Order Certified Copies
Most orders are placed with the USPTO same day — all within 24 business hours.
Order via The Patent Place →
Pre-filled with this patent's details
Quick Facts
Patent No.
US 12,333,835
App. No.
18/059,451
Granted
Jun 17, 2025
Kind
B2
Abstract

A system for extracting useful information from the documents associated with various courts' dockets uses a bidirectional long short-term memory (BiLSTM)-Attention-conditional random fields (CRF) architecture having a multi-headed output layer producing an outcome and settlement classification.
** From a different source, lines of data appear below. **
PR #455, opened 2020-03-23
Update version-3.2.4.md

fdevans:
Updated Overview for 3.2.4 release notes.

### DIFF
--- a/docs/history/3_2_x/version-3.2.4.md
+++ b/docs/history/3_2_x/version-3.2.4.md
@@ -1,6 +1,12 @@
 # Release 3.2.4
 
 Name: <span style="color: chartreuse"><span class="glyphicon glyphicon-paperclip"></span> "nacho chartreuse paperclip"</span>
+## Overview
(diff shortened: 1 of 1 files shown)


docs/history/3_2_x/version-3.2.4.md
```diff
@@ -1,6 +1,12 @@
 # Release 3.2.4
 
 Name: <span style="color: chartreuse"><span class="glyphicon glyphicon-paperclip"></span> "nacho chartreuse paperclip"</span>
+## Overview
+This release brings some impressive new performance enhancements to the Jobs Listing page, more granular ACL options and the ability to Retry a job on failed nodes. Version 3.2.4 will offer an 80% improvement in performance, especially for those projects with a large number of jobs.
```
ProTip, line 5: Is the 80% performance increase is specific to job listing? The last bit makes it sound like this may be a general performance boost of 80%.

jessemarple (approved):

docs/history/3_2_x/version-3.2.4.md
fdevans: It's just for the job listing.  You're right we could be more explicit with the wording.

The system includes a BiLSTM layer, an attention layer, a CRF layer, and a sigmoid layer that interact to produce the outcome and settlement classification.

Claims (36)

1. An apparatus comprising:

a sequence processing model layer configured to receive text of a document of a case and output an identification of a sequence of words of the text of the document of the case;

an attention layer configured to receive the output of the sequence processing model layer and output data relating to relationships between the words of the text of the document of the case based on the sequence of words of the text of the document of the case;

a conditional random fields (CRF) layer configured to receive the output of the attention layer and output an identification of an entry level outcome based on the output of the attention layer; and

a sigmoid layer configured to receive the output of the attention layer and output an entry level settlement based on the output of the attention layer.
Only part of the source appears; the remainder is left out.